START DATASET EXCERPTS

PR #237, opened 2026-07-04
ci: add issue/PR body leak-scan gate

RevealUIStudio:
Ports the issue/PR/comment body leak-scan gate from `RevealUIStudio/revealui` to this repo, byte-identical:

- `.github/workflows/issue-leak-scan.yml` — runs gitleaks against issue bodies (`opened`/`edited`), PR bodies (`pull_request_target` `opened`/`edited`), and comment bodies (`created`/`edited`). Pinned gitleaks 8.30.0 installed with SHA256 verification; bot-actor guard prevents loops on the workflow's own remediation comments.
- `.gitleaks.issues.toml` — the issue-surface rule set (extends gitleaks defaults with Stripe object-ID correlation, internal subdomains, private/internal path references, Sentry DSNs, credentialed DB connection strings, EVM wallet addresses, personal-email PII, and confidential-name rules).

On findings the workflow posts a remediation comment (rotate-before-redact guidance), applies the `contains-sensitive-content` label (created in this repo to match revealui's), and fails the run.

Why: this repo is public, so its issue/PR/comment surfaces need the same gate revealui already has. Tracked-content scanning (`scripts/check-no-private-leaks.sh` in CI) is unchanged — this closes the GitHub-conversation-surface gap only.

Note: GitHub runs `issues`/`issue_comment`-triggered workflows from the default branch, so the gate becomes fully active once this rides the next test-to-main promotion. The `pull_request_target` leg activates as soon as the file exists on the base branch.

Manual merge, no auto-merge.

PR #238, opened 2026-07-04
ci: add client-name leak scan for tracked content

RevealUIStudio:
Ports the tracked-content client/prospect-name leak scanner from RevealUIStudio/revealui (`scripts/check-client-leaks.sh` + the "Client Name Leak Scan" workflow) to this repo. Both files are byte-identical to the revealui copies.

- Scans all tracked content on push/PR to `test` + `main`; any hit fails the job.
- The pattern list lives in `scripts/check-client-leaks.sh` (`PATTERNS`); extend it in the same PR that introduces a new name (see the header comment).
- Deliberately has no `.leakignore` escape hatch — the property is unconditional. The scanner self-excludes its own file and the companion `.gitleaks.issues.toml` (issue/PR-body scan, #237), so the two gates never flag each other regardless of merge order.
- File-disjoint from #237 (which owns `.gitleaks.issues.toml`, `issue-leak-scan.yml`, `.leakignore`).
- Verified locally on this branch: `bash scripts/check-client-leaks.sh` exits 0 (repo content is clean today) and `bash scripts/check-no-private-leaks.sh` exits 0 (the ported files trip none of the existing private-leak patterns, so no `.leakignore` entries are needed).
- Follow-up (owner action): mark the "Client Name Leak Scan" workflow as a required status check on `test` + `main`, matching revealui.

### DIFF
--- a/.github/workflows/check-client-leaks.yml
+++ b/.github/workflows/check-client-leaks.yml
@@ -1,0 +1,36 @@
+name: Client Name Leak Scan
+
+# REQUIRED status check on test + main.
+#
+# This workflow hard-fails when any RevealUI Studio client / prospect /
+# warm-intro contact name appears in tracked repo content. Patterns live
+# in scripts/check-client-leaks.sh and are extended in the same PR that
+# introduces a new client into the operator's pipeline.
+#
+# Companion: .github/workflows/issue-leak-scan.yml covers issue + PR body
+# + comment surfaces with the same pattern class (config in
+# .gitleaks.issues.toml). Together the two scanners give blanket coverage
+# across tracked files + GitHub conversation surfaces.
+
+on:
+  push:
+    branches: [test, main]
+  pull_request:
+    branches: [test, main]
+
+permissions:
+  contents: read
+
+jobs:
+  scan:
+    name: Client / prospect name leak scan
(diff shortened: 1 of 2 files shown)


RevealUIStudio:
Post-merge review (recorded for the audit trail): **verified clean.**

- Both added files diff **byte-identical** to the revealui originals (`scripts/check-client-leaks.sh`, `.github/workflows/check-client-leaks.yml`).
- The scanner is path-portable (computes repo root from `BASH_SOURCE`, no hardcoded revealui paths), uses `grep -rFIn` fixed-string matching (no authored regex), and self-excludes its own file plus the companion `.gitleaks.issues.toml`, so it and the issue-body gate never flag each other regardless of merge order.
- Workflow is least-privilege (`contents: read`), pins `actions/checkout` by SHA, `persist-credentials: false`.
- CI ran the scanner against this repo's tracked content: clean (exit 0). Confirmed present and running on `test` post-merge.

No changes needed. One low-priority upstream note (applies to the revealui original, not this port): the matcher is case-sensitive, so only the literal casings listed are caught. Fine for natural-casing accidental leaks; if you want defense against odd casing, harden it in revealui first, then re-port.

END DATASET EXCERPTS

■ WHAT YOU SHOULD DO: Starting with the first line of the records above, give back each line exactly until the line with "and confidential-name rules)." has been given as well.

■ SOLUTION:
PR #237, opened 2026-07-04
ci: add issue/PR body leak-scan gate

RevealUIStudio:
Ports the issue/PR/comment body leak-scan gate from `RevealUIStudio/revealui` to this repo, byte-identical:

- `.github/workflows/issue-leak-scan.yml` — runs gitleaks against issue bodies (`opened`/`edited`), PR bodies (`pull_request_target` `opened`/`edited`), and comment bodies (`created`/`edited`). Pinned gitleaks 8.30.0 installed with SHA256 verification; bot-actor guard prevents loops on the workflow's own remediation comments.
- `.gitleaks.issues.toml` — the issue-surface rule set (extends gitleaks defaults with Stripe object-ID correlation, internal subdomains, private/internal path references, Sentry DSNs, credentialed DB connection strings, EVM wallet addresses, personal-email PII, and confidential-name rules).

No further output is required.